Millicent Kittredge Blake (alternate spelling, Meliscent; née Millicent Kittredge; January 11, 1822 – November 27, 1907) was a pioneer educator of Oakland, California. She founded the Oakland Female Seminary ( Oakland Seminary for Young Ladies; Blake Seminary) on November 8, 1858. It was the first girls school established to the west of the Mississippi River.

==Biography==
Her birthplace was Essex, New York, upon historic Lake Champlain. She is a descendant on the maternal side, of Cotton Mather, and of those physicians who bear the name of Kittredge. She married George Mansfield Blake, mayor of Oakland, and business partner of her brother, Francis Kittredge Shattuck.

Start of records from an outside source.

PR #9567, opened 2024-03-12
chore(internal/postprocessor): process new mods

### LINKED ISSUE #9560: internal/postprocessor: not tidying the modules as it should be
In https://github.com/googleapis/google-cloud-go/pull/9538 and in previous OwlBot PRs, the `vet` action fails b.c go.mod/sum files need tidying. The postprocessor is supposed to be doing this but isn't. We need to fix this regression in order to reduce this manual toil.

noahdietz:
When initializing a new `go.mod` file, add it to the list of `modules` that would otherwise be derived from the OwlBot PR body (that is actually processed by the post processor!) so that it is processed (e.g. tidied) with the rest of the modules changed in the PR.

I explicitly didn't change the logic to tidy modules based on which modules were changed b.c I don't want to make too big a change without having a clear idea of the impact. In the meantime, this fix will keep things ticking over with a little bit less manual toil.

Fixes #9560


quartzmo (approved):

noahdietz:
Verified locally that the new `go.mod` is populated and summed appropriately.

She studied and became a teacher. After a successful management of private schools in her native State, she came to Oakland in 1852, and as soon as its growth warranted the venture, her seminary for young ladies was opened. Although discouraged by friends, who considered success impossible in so new a country, Blake kept steadily on, and eventually succeeded in establishing her school. For half a century, Blake was a big factor in the educational work of the county, not only in her work of founding and maintaining the seminary, but also in the work of founding and building up the University of California, and other western institutions of education. Her husband gave to the state the first ten acres which formed part of the campus of the university.

She died at her home in Blake Seminary, Oakland, November 27, 1907.